Unpleasant Design & Hostile Urban Architecture

Benches in parks, train stations, bus shelters and other public places are meant to offer seating, but only for a limited duration. Many elements of such seats are subtly or overtly restrictive. Arm rests, for instance, indeed provide spaces to rest arms, but they also prevent people from lying down or sitting in anything but a prescribed position. This type of design strategy is sometimes classified as “hostile architecture,” or simply: “unpleasant design.”

unpleasant design book
Unpleasant Design, published by G.L.O.R.I.A.

Gordan Savičić and Selena Savić, co-editors of the book Unpleasant Design, are quick to point out that unpleasant designs are not failed designs, but rather successful ones in the sense that they deter certain activities by design. A bench which fails to be comfortable and flexible, for example, can still be a successful design … if the designer intends for it to be an uncomfortable place to spend long periods of time.

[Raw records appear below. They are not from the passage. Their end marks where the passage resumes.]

PR #67, opened 2015-03-17
Recursively initialize Lotus::Utils::Attributes

7even:
This makes `Lotus::Utils::Attributes` initialization recursive by wrapping any inner hash in another instance of `Utils::Attributes`.

Before:

``` ruby
attrs = Lotus::Utils::Attributes.new(a: { b: 1 })
# => #<Lotus::Utils::Attributes:0x007fe0a1f3f078 @attributes={"a"=>{"b"=>1}}>
attrs[:a][:b]
# => nil
```

After:

``` ruby
attrs = Lotus::Utils::Attributes.new(a: { b: 1 })
# => #<Lotus::Utils::Attributes:0x007fe6623e2ee8 @attributes={"a"=>#<Lotus::Utils::Attributes:0x007fe6623e2dd0 @attributes={"b"=>1}>}>
attrs[:a][:b]
# => 1
```

### DIFF
--- a/lib/lotus/utils/attributes.rb
+++ b/lib/lotus/utils/attributes.rb
@@ -30,7 +30,7 @@ module Lotus
       #   attributes = Lotus::Utils::Attributes.new(a: 1, b: { 2 => [3, 4] } })
       #   attributes.to_h # => { "a" => 1, "b" => { "2" => [3, 4] } }
       def initialize(hash = {})
-        @attributes = Utils::Hash.new(hash, &nil).stringify!
+        @attributes = self.class.from_hash(hash)
       end
 
       # Get the value associated with the given attribute
@@ -111,6 +111,25 @@ module Lotus
       # @see Lotus::Utils::Hash
       def to_h
         @attributes.deep_dup
+      end
+
+      alias_method :deep_dup, :to_h
+
+      # Returns a stringified version of the hash with each nested hash wrapped
+      # in an Attributes instance
+      #
+      # @param hash [#to_h] a Hash or any object that implements #to_h
+      #
+      # @return [Lotus::Utils::Hash]
+      #
+      # @since x.x.x
+      #
+      # @see Lotus::Utils::Attributes#initialize
+      def self.from_hash(hash)
+        hash.to_h.each_with_object(Utils::Hash.new) do |(k, v), result|
+          v = Attributes.new(v) if v.is_a?(::Hash)
+          result[k.to_s] = v
+        end
       end
     end
   end
--- a/lib/lotus/utils/attributes.rb
+++ b/lib/lotus/utils/attributes.rb
@@ -113,7 +113,14 @@ module Lotus
         @attributes.deep_dup
       end
 
-      alias_method :deep_dup, :to_h
+      # Equality
+      #
+      # @return [TrueClass,FalseClass]
+      #
+      # @since x.x.x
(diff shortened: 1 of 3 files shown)


jodosha:
@7even Thank you for this PR.

The idea of recursively transform `Hash` into `Utils::Attributes` is _"too smart"_. There are cases where a `Hash` should remain a `Hash`.

**Example:** `Utils::Attributes` powers `Action::Params`. This accepts a Rack env as argument for the initializer. As you know, this is a `Hash`, if we transform it into `Utils::Attributes` we break compatibility.

The bottom line is `Utils::Attributes` != `Hash`.

This leads me to a question: what are you trying to solve? In which case this bothers you? Is it for params? Since Controller 0.4.0 we'll have [`Params#get`](https://github.com/lotus/controller/blob/master/lib/lotus/action/params.rb#L148-L192). It will provide a safe way to access nested data structure: `params.get('address.street')`.

7even:
My goal is exactly accessing the action parameters. Sorry, I didn't know about `Params#get` - it seems like a really cool replacement to all that `params[:user][:address][:street]` stuff.

On the other hand I was thinking about using `Utils::Attributes` outside Lotus with the same purpose - handling input parameters. Currently `Utils::Attributes` works as a hash with indifferent access supporting just one level of nesting so I aimed at adding infinite subhashes.

I would gladly use `Action::Params` but requiring whole `lotus/controller` just for a single class sounds like an overkill to me. Did you think about moving `Action::Params#get` functionality to `Utils::Attributes#get` and then delegating to it?

> As you know, this is a Hash, if we transform it into Utils::Attributes we break compatibility.

As I see through the code the input hash is already transformed to `Lotus::Utils::Hash` (`Attributes#initialize` [calls](https://github.com/lotus/utils/blob/2ac7259c0cbfa2ea4a22d73029729dd330817d1a/lib/lotus/utils/attributes.rb#L33) `#stringify!` on `Utils::Hash` instance which in turn [destructively transforms](https://github.com/lotus/utils/blob/2ac7259c0cbfa2ea4a22d73029729dd330817d1a/lib/lotus/utils/hash.rb#L76-L79) all subhashes). Is this okay?

jodosha:
> I would gladly use Action::Params but requiring whole lotus/controller just for a single class sounds like an overkill to me.

Are you using Lotus without the controller gem?

> Did you think about moving Action::Params#get functionality to Utils::Attributes#get and then delegating to it?

`Utils::Attributes` is going to disappear. Once we'll support only Ruby 2.2+, we'll no longer need of indifferent access, so it will be removed from `Action::Params` and `Validations`.

> As I see through the code the input hash is already transformed to Lotus::Utils::Hash (Attributes#initialize calls #stringify! on Utils::Hash instance which in turn destructively transforms all subhashes). Is this okay?

In a language like Ruby the most important thing is message passing. `Utils::Hash` has a public API that is 100% compatible with `Hash`. It will be able to respond to all the messages that a developer expects from Rack env (`Hash`).

For instance, in `Action::Params`, we send the message `#has_key?`. `Utils::Hash` is able to dispatch it, while `Utils::Attributes` isn't.

7even:
> Are you using Lotus without the controller gem?

No, I was just thinking about using `lotus-utils` in a non-lotus app. I'm not really sure this is a good idea :)

I agree with your point, thanks for the feedback.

Unpleasant designs take many shapes, but they share a common goal of exerting some kind of social control in public or in publicly-accessible private spaces. They are intended to target, frustrate and deter people, particularly those who fall within unwanted demographics.

pink lighting
Pink overhead lighting via Unpleasant Design

A number of such strategies are aimed loitering teens, and many of these are less physical or obvious than an uncomfortable bench. Some businesses play classical music as a deterrent, on the theory that kids don’t want to hang out or talk over it. Other sound-based strategies include the use of high-frequency sonic buzz generators meant to be audible only to young people. Housing estates in the UK have also put up pink lighting, aimed to highlight teenage blemishes. In many cases, there is little data to show how well these more unconventional strategies actually work.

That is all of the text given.